A special WHO-sanctioned session at this year's European Congress on Clinical Microbiology & Infectious Diseases (ECCMID) will ask how many more warnings the world needs before it is too late to address the growing threat of antimicrobial resistance (AMR), increasing in all areas of medicine.
A panel that includes the former Chief Medical Officer for England, Professor Dame Sally Davies (now the UK Special Envoy on AMR) will look at the scant progress made in recent years despite the multiple calls to action and warnings of an antibiotic apocalypse threatening all of the modern medicine we depend on for daily life.
"Time and again, the alarm bells have sounded for the broken antibiotic market. Compared to $8billion of profit for cancer drugs, the $100million loss for antimicrobials means that our medicine cabinets are becoming emptier—because of bankruptcies, not lack of scientific brainpower," explains Dame Sally. "As it stands, the weak market and lack of access leaves patients paying. And future generations will suffer even more."
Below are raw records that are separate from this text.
PR #198, opened 2021-10-08
Use rustflags consistently on Windows

casey:
I took the opportunity to clean up `bin/package` a little bit as well.

I pushed this as a tag to trigger an actions run, to check that this actually works: https://github.com/agora-org/agora/actions/runs/1322120956


casey:
It turns out the keys needed to be in `.cargo/config.toml`, not `Cargo.toml`. Trying again T_T

PR #201, opened 2021-10-12
Run package step on master

casey:


casey:
@soenkehahn I think this is untestable, `github.ref` is `refs/pull/201/merge` for this PR. I think the best we can do is merge this and check manually that it works.

PR #218, opened 2021-10-17
Update logo

soenkehahn:
This logo is also just a blue circle, but thicker, which I think looks slightly better. In the spirit of incremental improvements. TIOLI.


casey:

This trend is, she says, not sustainable, especially when COVID-19 shows how much patients globally depend on scientific innovation. "I have been saying that 'there is no time to wait', but for many it is already too late—they have died. Unless we act now, the alarm bells will soon turn into the death knell for modern medicine," says Dame Sally.
With more innovation, experts believe AMR is containable. Last month, the G7 nations committed to strengthen research and development for new antibiotics. In the US, The PASTEUR Act (which is pending a vote by the US Government House of Representatives and Congress) represents a game-changing mechanism to 'pull' through new antibiotics so that they reach the patients who need them most.
The hope that the PASTEUR Act offers is plain to see—under this legislation, the US Federal Government would provide market incentives to develop lifesaving antimicrobial drugs. Pharmaceutical companies/developers would be paid contractually agreed amounts annually, for an agreed period between five years up to the antimicrobial's patent life. These contracts would promote the development of new antimicrobials.
Specifically, such contracts would promote the development of antimicrobials against the 'superbugs' considered the most threatening by the US Centers for Disease Control and Prevention (CDC) including Candida auris, a fungus, and bacteria such as Clostridioides difficile and carbapenem-resistant Acinetobacter. The PASTEUR-based contracts would also act as an incentive to develop new classes of antimicrobials with completely new mechanisms of action to turn the tide against these drug-resistant infections.
The UK, meanwhile, has launched a world-first 'Netflix-style' payment model, that will pay pharmaceutical companies a fixed amount by subscription for access to their innovative antibiotic products, rather than fees based on how much product is used. In December 2020 the UK Government selected two antimicrobials—Shionogi's Fetcroja (Cefiderocol) and Pfizer's Zavicefta (ceftazidime with avibactam) (Zavicefta), to be purchased via the Netflix-style subscription payment model. The European Union's Pharmaceutical Strategy published in 2020 also commits to implementing a new 'pull' model to further boost the ailing new antimicrobial pipeline.
Dame Sally concludes: "It is our collective responsibility to ensure that our research and policy-making reflects this. From early-stage research, to clinical trials, to patient access, inclusivity must define our innovation. Globally, we need to we move forward together, working in partnership across sectors and countries."